PROVIDED RECORDS section start
PR #1433, opened 2023-05-31
Add production AKS environment

thomasleese:
This adds the test, preproduction and production environments for the AKS platform, allowing us to deploy the entire application pipeline in AKS.

PR #1443, opened 2023-06-02
AFQTS DNS migration changes - frontdoor and dns only

nickdevdfe:
Migration changes for frontdoor and dns has been updated, tested and deployed for the core part only.
Config's have been updated for the environments only  and not deployed.


terraform/custom_domains/environment_domains/main.tf
```diff
@@ -0,0 +1,59 @@
+module "domains" {
+  source              = "git::https://github.com/DFE-Digital/terraform-modules.git//domains/environment_domains?ref=0.5.4"
```
saliceti, line 2: Can we use `ref=stable` to take advantage of module improvements automatically?

terraform/custom_domains/environment_domains/terraform.tf
```diff
@@ -0,0 +1,25 @@
+terraform {
+
+  required_version = "= 1.3.5"
```
saliceti, line 3: Can we align the version to the app terraform? https://github.com/DFE-Digital/apply-for-qualified-teacher-status/blob/main/terraform/aks/terraform.tf#L2

terraform/custom_domains/environment_domains/terraform.tf
```diff
@@ -0,0 +1,25 @@
...
+
+provider "azurerm" {
+  features {}
+
+  skip_provider_registration = true
+}
+
+provider "azurerm" {
+  features {}
+  version         = "3.45.0"
```
saliceti, line 22: This is redundant with the required_providers configuration and [deprecated](https://developer.hashicorp.com/terraform/language/providers/configuration#version-deprecated)

terraform/custom_domains/environment_domains/terraform.tf
nickdevdfe: This has been moved to another PR, it can be tested and updated there. https://github.com/DFE-Digital/apply-for-qualified-teacher-status/pull/1447

terraform/custom_domains/environment_domains/terraform.tf
```diff
@@ -0,0 +1,25 @@
+terraform {
+
+  required_version = "= 1.3.5"
+  required_providers {
+    azurerm = {
+      source  = "hashicorp/azurerm"
+      version = "3.45.0"
```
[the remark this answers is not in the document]
nickdevdfe: This has been moved to another PR, it can be tested and updated there. https://github.com/DFE-Digital/apply-for-qualified-teacher-status/pull/1447

terraform/custom_domains/infrastructure/terraform.tf
```diff
@@ -0,0 +1,22 @@
+terraform {
+
+  required_version = "= 1.3.5"
```
saliceti, line 3: Can we use the same version as https://github.com/DFE-Digital/apply-for-qualified-teacher-status/blob/main/terraform/aks/terraform.tf#L2

terraform/custom_domains/infrastructure/terraform.tf
```diff
@@ -0,0 +1,22 @@
...
+  required_providers {
+    azurerm = {
+      source  = "hashicorp/azurerm"
+      version = "3.43.0"
```
saliceti, line 7: Can we use the same version as https://github.com/DFE-Digital/apply-for-qualified-teacher-status/blob/main/terraform/aks/terraform.tf#L9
PROVIDED RECORDS section end
**YOUR GOAL**. Reproduce the material in full, with no word added or dropped.

**RESULT FOR THIS EXERCISE**.
PR #1433, opened 2023-05-31
Add production AKS environment

thomasleese:
This adds the test, preproduction and production environments for the AKS platform, allowing us to deploy the entire application pipeline in AKS.

PR #1443, opened 2023-06-02
AFQTS DNS migration changes - frontdoor and dns only

nickdevdfe:
Migration changes for frontdoor and dns has been updated, tested and deployed for the core part only.
Config's have been updated for the environments only  and not deployed.


terraform/custom_domains/environment_domains/main.tf
```diff
@@ -0,0 +1,59 @@
+module "domains" {
+  source              = "git::https://github.com/DFE-Digital/terraform-modules.git//domains/environment_domains?ref=0.5.4"
```
saliceti, line 2: Can we use `ref=stable` to take advantage of module improvements automatically?

terraform/custom_domains/environment_domains/terraform.tf
```diff
@@ -0,0 +1,25 @@
+terraform {
+
+  required_version = "= 1.3.5"
```
saliceti, line 3: Can we align the version to the app terraform? https://github.com/DFE-Digital/apply-for-qualified-teacher-status/blob/main/terraform/aks/terraform.tf#L2

terraform/custom_domains/environment_domains/terraform.tf
```diff
@@ -0,0 +1,25 @@
...
+
+provider "azurerm" {
+  features {}
+
+  skip_provider_registration = true
+}
+
+provider "azurerm" {
+  features {}
+  version         = "3.45.0"
```
saliceti, line 22: This is redundant with the required_providers configuration and [deprecated](https://developer.hashicorp.com/terraform/language/providers/configuration#version-deprecated)

terraform/custom_domains/environment_domains/terraform.tf
nickdevdfe: This has been moved to another PR, it can be tested and updated there. https://github.com/DFE-Digital/apply-for-qualified-teacher-status/pull/1447

terraform/custom_domains/environment_domains/terraform.tf
```diff
@@ -0,0 +1,25 @@
+terraform {
+
+  required_version = "= 1.3.5"
+  required_providers {
+    azurerm = {
+      source  = "hashicorp/azurerm"
+      version = "3.45.0"
```
[the remark this answers is not in the document]
nickdevdfe: This has been moved to another PR, it can be tested and updated there. https://github.com/DFE-Digital/apply-for-qualified-teacher-status/pull/1447

terraform/custom_domains/infrastructure/terraform.tf
```diff
@@ -0,0 +1,22 @@
+terraform {
+
+  required_version = "= 1.3.5"
```
saliceti, line 3: Can we use the same version as https://github.com/DFE-Digital/apply-for-qualified-teacher-status/blob/main/terraform/aks/terraform.tf#L2

terraform/custom_domains/infrastructure/terraform.tf
```diff
@@ -0,0 +1,22 @@
...
+  required_providers {
+    azurerm = {
+      source  = "hashicorp/azurerm"
+      version = "3.43.0"
```
saliceti, line 7: Can we use the same version as https://github.com/DFE-Digital/apply-for-qualified-teacher-status/blob/main/terraform/aks/terraform.tf#L9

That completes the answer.